TO DO: The word "allow" may appear in some of the lines below. State how many lines contain it, and write only that number.

MATERIALS PROVIDED:
__________________________________________________
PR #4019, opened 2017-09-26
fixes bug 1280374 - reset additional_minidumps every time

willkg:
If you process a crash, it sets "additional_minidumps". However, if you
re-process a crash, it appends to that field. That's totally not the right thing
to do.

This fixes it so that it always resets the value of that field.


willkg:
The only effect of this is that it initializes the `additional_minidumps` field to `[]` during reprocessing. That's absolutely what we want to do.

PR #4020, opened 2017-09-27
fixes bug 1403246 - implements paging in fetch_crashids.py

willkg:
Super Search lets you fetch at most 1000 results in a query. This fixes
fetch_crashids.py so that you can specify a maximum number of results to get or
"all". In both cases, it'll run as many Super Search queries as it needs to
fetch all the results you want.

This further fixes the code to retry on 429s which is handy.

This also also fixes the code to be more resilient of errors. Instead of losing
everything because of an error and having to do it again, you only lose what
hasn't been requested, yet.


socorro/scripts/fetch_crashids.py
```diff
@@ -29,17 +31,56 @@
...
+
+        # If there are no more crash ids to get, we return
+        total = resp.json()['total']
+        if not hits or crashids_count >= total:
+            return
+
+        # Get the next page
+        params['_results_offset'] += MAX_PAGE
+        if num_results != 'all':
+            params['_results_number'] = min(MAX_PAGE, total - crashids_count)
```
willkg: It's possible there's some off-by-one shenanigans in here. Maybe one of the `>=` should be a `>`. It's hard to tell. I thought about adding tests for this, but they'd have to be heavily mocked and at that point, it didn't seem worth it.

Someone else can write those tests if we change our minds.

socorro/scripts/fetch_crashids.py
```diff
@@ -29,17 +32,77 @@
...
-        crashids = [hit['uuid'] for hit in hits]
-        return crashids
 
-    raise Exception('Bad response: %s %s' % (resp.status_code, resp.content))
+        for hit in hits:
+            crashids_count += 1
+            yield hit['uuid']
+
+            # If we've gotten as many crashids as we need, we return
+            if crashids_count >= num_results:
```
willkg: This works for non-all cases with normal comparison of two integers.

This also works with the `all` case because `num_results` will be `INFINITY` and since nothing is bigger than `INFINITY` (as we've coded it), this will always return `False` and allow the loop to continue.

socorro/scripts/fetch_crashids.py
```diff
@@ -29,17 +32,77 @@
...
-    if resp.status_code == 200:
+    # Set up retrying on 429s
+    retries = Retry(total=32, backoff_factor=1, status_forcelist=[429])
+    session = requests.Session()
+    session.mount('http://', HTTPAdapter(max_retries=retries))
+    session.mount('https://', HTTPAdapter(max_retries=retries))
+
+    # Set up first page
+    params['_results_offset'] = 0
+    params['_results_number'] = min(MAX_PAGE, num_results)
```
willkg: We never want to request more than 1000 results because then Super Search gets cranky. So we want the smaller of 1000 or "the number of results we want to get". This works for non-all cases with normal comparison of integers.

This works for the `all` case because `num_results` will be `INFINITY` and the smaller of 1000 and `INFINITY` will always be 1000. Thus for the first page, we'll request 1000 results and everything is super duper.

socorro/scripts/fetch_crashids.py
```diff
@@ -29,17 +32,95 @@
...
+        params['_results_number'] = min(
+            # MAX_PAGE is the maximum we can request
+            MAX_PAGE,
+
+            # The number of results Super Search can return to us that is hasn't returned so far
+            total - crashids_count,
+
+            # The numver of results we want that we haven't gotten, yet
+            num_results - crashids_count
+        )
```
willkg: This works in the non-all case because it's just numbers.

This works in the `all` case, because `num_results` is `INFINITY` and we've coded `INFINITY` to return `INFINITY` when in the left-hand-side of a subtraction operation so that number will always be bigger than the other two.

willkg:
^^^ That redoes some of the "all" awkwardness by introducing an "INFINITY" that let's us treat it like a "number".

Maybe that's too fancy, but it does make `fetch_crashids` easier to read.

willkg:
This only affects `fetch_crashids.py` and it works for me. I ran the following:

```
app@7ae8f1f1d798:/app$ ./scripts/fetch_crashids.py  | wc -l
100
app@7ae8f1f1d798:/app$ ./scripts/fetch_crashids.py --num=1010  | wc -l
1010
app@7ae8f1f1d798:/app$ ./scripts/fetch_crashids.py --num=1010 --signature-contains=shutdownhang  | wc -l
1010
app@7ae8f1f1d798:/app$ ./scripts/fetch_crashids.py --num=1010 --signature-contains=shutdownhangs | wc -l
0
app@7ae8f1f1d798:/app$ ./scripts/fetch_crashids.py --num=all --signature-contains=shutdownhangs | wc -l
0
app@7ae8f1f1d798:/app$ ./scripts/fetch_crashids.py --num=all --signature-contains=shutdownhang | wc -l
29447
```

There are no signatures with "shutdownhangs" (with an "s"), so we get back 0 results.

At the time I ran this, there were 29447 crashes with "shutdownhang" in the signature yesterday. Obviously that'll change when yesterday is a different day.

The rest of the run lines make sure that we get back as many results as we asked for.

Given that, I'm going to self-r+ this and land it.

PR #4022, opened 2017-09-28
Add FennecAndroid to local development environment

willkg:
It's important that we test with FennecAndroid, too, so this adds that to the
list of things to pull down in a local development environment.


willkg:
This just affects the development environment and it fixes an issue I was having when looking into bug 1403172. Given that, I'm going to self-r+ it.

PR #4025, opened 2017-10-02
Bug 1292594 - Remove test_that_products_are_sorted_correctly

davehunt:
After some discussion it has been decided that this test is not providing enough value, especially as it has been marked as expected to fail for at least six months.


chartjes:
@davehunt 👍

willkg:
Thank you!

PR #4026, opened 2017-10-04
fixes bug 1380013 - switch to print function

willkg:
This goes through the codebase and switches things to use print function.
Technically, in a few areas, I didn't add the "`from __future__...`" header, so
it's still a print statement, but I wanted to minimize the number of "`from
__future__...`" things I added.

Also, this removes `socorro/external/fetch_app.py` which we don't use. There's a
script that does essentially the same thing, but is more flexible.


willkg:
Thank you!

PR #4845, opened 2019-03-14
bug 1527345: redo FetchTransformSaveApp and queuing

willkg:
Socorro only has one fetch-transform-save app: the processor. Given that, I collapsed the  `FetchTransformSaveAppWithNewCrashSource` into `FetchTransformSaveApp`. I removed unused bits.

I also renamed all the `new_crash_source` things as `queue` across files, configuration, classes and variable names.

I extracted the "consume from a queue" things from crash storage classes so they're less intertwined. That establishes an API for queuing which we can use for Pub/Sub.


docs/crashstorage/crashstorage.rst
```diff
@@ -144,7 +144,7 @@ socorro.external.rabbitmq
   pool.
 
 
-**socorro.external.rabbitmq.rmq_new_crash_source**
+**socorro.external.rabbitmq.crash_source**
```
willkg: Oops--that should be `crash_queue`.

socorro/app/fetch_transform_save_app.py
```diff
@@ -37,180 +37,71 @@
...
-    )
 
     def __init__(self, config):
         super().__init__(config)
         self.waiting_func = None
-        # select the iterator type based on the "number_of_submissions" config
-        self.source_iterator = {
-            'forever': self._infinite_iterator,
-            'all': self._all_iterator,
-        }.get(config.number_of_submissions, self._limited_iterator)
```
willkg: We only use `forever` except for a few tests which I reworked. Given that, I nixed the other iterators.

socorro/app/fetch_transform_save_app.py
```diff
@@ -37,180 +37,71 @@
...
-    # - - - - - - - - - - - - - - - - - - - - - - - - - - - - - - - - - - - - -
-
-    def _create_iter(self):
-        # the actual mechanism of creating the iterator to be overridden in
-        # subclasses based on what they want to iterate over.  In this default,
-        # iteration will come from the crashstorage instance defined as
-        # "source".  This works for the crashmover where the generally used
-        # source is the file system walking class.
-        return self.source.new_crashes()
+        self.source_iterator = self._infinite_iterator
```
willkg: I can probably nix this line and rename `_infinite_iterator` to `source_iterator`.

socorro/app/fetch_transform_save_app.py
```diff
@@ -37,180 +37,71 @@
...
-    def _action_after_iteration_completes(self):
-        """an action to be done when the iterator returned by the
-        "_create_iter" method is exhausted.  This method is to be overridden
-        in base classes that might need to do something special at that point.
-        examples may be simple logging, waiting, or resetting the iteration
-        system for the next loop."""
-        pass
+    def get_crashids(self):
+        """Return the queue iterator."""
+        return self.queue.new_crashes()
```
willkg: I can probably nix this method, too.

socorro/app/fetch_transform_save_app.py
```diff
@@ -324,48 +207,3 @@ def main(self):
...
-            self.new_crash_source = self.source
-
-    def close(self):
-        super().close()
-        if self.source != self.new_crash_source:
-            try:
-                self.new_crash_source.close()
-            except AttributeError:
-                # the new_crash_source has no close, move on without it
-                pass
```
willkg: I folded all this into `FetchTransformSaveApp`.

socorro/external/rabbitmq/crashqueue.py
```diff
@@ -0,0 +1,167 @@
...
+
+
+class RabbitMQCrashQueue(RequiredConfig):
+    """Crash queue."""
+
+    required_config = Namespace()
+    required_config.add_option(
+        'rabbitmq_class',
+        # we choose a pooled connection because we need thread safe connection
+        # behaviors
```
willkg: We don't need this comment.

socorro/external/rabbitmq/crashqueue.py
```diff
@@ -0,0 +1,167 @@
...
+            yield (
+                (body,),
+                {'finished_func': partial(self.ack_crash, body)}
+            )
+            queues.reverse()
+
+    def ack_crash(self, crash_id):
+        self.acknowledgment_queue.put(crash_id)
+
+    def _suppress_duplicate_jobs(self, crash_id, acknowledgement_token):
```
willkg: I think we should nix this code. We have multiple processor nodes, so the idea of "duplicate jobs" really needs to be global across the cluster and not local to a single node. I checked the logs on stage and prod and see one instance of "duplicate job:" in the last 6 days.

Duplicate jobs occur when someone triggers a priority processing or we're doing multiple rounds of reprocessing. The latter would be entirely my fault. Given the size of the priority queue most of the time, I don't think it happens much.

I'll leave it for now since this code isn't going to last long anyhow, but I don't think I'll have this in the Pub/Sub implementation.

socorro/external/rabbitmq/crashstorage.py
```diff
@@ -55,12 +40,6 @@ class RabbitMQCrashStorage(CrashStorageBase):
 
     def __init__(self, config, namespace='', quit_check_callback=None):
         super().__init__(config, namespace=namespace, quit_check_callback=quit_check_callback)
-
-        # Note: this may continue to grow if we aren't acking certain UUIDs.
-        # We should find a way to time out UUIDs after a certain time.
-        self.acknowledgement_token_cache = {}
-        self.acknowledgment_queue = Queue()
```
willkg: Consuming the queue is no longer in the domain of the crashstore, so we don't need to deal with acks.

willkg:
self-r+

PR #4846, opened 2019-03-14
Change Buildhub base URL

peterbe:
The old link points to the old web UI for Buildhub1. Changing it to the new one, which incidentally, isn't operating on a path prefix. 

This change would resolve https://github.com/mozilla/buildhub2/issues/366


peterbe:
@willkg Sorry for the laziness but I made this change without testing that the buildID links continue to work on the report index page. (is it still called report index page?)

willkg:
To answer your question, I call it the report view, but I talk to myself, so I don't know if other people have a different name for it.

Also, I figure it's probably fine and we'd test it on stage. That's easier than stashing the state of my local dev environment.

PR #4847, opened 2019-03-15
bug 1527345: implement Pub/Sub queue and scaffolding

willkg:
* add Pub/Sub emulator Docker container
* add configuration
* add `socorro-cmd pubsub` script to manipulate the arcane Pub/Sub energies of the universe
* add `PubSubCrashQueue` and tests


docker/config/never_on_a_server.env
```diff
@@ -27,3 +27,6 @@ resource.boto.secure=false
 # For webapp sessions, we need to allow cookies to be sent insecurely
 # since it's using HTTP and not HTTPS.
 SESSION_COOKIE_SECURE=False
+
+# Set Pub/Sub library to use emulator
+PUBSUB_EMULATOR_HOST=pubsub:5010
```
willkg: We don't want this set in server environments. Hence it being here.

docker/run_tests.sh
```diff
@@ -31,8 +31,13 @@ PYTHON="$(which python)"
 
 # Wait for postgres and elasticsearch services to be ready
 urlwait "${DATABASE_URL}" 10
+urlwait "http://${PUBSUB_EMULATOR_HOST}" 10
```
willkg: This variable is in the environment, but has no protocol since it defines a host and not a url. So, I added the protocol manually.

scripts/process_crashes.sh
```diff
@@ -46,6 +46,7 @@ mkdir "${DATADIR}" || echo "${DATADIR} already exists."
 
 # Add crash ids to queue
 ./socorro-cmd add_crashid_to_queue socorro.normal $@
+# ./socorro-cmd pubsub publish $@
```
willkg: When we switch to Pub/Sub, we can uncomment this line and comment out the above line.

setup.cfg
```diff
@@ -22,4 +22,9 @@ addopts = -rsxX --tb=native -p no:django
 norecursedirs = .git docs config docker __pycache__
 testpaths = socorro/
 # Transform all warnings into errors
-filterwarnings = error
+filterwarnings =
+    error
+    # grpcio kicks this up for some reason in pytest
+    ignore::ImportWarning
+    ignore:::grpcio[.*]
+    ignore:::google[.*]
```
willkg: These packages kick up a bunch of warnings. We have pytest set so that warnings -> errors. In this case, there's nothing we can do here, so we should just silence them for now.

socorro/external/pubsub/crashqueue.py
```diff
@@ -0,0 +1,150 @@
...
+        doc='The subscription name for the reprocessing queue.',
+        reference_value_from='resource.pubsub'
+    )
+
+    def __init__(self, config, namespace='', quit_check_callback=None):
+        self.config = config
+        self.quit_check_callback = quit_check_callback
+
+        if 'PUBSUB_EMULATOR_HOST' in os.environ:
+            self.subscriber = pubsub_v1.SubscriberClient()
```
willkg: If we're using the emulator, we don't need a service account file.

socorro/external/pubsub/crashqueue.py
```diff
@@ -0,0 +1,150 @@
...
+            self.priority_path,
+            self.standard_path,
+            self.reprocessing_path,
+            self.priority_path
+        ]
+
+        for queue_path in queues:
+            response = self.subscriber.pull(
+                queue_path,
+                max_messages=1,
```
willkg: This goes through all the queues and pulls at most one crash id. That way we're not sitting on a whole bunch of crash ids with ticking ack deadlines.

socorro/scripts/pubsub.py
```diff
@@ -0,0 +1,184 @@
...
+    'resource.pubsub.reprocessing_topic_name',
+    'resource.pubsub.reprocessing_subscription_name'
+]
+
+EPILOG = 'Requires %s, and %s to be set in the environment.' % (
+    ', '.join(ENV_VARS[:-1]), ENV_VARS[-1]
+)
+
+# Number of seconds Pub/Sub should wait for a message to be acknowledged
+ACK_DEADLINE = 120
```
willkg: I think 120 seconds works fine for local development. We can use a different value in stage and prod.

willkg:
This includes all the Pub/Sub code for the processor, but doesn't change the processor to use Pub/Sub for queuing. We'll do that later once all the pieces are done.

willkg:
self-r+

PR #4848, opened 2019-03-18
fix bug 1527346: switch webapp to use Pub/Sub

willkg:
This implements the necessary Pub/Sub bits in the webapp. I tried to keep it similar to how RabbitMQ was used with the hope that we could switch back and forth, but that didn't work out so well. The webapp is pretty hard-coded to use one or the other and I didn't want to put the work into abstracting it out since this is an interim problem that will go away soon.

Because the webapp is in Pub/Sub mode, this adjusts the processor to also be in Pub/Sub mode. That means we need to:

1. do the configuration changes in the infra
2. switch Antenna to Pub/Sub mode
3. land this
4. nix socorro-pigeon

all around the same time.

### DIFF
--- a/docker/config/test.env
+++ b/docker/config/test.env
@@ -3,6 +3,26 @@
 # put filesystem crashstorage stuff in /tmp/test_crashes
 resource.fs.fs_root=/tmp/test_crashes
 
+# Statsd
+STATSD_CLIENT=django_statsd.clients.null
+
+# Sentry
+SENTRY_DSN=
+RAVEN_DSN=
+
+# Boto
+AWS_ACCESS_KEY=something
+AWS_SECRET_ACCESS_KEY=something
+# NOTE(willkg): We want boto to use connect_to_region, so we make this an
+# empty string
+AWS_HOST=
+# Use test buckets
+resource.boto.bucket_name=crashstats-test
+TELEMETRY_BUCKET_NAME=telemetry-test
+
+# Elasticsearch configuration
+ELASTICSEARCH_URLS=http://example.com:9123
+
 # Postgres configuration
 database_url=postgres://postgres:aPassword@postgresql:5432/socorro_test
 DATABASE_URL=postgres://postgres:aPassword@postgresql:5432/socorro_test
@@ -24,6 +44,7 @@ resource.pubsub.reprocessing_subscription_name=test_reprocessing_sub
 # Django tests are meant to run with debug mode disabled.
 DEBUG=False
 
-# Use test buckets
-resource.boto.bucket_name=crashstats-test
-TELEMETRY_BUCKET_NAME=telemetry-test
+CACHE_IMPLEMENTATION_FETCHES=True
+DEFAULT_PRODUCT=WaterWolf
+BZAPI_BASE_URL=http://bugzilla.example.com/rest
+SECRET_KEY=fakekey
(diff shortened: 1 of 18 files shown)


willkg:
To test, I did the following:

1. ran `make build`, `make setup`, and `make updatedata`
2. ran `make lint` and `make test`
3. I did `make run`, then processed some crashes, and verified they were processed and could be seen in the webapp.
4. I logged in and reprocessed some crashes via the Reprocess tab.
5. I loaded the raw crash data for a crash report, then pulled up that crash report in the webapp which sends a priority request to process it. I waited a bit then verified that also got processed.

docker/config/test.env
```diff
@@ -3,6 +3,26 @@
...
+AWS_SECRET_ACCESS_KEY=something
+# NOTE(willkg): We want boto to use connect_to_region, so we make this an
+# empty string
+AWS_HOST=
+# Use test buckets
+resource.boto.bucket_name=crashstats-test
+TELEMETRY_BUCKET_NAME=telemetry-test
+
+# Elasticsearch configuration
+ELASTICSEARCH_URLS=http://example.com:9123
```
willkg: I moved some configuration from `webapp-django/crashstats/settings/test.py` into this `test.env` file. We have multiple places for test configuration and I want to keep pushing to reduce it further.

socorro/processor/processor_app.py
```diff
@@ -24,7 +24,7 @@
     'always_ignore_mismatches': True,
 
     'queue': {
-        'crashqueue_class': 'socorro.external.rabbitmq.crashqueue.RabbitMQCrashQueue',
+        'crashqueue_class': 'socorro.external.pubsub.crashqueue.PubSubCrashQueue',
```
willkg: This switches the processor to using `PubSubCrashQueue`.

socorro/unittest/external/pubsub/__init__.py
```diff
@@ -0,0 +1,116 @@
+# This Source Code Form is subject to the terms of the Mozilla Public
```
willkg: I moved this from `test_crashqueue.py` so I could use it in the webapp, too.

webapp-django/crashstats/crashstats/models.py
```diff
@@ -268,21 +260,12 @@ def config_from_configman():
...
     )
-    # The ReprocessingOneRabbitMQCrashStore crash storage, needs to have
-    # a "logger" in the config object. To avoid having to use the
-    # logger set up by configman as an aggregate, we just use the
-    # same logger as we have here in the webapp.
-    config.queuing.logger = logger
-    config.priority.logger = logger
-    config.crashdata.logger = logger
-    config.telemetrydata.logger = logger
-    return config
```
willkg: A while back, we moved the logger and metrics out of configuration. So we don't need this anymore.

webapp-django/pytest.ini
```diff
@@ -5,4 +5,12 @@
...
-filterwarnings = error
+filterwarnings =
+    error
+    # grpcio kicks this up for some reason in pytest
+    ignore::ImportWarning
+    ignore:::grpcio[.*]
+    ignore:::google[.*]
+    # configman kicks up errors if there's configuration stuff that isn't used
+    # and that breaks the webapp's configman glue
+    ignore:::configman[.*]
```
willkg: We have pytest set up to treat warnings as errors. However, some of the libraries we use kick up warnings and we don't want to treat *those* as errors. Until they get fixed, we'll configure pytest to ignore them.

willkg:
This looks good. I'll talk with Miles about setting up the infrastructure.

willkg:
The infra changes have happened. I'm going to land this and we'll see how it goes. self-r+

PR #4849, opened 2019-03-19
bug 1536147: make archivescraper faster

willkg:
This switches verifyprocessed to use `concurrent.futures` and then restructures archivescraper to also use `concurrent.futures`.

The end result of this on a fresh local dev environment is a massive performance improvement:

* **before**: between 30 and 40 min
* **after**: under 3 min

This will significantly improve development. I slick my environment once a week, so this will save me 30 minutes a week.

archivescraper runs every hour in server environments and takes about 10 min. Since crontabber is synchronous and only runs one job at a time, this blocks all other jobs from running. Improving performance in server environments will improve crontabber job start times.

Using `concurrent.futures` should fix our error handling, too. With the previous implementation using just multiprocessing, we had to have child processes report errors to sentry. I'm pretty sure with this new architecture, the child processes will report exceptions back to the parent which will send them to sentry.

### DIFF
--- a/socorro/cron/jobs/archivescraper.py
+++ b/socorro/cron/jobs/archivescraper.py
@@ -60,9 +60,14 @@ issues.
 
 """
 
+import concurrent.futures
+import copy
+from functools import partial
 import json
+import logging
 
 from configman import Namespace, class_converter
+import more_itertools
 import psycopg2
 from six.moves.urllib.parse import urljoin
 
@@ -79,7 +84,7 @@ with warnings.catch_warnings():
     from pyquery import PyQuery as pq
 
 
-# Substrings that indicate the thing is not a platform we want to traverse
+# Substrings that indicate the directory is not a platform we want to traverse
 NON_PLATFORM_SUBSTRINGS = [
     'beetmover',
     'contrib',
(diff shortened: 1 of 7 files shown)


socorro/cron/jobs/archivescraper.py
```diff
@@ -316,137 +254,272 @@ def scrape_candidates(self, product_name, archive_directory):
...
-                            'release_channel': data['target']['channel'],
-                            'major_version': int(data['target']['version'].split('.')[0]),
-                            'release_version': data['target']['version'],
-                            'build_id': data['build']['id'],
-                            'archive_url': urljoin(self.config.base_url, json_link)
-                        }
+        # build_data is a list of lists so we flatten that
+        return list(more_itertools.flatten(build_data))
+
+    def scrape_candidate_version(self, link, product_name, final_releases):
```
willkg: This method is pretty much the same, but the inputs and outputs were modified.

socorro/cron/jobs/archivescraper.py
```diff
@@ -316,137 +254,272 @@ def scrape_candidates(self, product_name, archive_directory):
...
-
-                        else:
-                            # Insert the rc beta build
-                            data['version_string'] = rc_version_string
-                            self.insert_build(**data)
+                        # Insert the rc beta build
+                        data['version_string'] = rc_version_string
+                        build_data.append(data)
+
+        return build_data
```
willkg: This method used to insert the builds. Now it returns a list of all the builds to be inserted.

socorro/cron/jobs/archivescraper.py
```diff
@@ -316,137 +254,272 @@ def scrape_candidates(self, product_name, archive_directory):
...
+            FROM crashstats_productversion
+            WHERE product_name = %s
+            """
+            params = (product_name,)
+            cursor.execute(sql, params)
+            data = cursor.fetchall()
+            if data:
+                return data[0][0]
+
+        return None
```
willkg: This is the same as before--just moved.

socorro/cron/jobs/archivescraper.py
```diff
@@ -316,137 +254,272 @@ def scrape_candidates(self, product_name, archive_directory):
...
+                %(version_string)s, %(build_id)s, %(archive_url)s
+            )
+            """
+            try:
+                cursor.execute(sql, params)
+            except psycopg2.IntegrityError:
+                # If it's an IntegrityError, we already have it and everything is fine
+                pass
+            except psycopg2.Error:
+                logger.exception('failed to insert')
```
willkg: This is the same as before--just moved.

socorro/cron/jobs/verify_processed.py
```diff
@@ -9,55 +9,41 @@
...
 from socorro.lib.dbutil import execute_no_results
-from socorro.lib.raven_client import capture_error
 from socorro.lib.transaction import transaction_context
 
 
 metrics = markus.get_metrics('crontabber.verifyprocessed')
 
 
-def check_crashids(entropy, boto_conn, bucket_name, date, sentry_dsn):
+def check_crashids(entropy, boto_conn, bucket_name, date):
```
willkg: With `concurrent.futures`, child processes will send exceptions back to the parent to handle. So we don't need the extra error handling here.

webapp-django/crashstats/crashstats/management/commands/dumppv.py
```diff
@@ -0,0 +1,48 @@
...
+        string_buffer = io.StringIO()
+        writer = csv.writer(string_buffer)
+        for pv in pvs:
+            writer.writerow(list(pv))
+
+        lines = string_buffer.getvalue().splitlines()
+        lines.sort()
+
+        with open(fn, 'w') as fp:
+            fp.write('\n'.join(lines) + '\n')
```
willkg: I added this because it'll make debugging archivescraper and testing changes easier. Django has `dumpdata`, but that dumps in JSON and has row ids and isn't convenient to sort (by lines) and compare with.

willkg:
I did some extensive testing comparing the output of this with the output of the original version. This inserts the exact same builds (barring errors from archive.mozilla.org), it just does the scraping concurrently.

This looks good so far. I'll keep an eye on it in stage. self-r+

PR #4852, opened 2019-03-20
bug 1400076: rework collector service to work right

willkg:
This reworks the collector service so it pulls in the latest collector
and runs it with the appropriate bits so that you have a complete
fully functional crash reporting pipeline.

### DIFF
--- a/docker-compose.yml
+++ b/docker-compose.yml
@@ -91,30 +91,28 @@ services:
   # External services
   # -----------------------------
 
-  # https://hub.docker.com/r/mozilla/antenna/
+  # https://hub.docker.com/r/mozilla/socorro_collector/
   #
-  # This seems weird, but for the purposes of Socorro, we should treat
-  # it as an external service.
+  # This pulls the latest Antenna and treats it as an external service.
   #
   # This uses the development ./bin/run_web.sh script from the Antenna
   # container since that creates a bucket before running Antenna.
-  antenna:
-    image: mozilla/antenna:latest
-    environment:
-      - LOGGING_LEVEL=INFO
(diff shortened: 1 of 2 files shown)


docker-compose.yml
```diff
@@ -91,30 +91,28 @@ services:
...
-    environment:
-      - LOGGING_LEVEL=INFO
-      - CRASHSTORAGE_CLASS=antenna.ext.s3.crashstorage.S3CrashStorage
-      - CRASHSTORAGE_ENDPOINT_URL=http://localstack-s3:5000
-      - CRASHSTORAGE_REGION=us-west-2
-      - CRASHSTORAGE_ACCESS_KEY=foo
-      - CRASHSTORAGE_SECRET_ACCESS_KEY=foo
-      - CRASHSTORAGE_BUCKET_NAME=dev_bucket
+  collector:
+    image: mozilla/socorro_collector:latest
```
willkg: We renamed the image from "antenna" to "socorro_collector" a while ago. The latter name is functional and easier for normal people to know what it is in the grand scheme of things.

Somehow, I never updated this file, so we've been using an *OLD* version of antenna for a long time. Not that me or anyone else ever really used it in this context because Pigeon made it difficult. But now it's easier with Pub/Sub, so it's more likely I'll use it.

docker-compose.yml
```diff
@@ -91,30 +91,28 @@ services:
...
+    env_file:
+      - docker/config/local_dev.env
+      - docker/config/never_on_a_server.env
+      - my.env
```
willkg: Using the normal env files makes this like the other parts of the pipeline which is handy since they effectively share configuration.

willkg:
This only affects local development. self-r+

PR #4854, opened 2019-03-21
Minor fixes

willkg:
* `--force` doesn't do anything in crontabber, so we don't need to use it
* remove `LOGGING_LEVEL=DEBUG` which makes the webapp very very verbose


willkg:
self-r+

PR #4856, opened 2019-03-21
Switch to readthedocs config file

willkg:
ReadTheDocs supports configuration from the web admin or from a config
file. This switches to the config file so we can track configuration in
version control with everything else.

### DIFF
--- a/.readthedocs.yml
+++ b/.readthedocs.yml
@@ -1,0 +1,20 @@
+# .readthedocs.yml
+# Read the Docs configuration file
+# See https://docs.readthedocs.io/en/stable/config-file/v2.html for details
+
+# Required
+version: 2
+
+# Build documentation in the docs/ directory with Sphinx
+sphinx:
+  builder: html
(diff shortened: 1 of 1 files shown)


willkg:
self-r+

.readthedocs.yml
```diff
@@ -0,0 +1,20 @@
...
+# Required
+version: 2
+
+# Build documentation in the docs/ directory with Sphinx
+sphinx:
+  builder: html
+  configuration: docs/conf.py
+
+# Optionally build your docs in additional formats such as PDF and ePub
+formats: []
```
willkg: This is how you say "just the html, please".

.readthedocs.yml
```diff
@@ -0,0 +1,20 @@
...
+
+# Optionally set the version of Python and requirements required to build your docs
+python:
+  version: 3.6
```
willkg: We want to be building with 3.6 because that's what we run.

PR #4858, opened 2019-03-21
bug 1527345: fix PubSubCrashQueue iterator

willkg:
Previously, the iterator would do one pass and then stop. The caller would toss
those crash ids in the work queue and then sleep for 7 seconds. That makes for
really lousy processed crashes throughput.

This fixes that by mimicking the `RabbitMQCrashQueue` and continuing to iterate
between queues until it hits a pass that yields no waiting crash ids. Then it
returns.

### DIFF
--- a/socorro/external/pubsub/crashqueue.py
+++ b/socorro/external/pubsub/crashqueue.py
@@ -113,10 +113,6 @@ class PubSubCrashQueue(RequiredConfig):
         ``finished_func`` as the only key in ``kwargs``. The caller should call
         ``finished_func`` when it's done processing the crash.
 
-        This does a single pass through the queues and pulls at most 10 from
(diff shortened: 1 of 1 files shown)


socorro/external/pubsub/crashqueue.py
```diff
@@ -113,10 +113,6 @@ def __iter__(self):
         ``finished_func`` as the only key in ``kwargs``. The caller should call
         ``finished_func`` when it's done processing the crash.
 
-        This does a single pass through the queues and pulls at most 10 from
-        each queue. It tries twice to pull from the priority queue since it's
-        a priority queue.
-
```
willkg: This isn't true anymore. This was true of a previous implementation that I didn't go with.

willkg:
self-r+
__________________________________________________
RESPONSE BOX: 2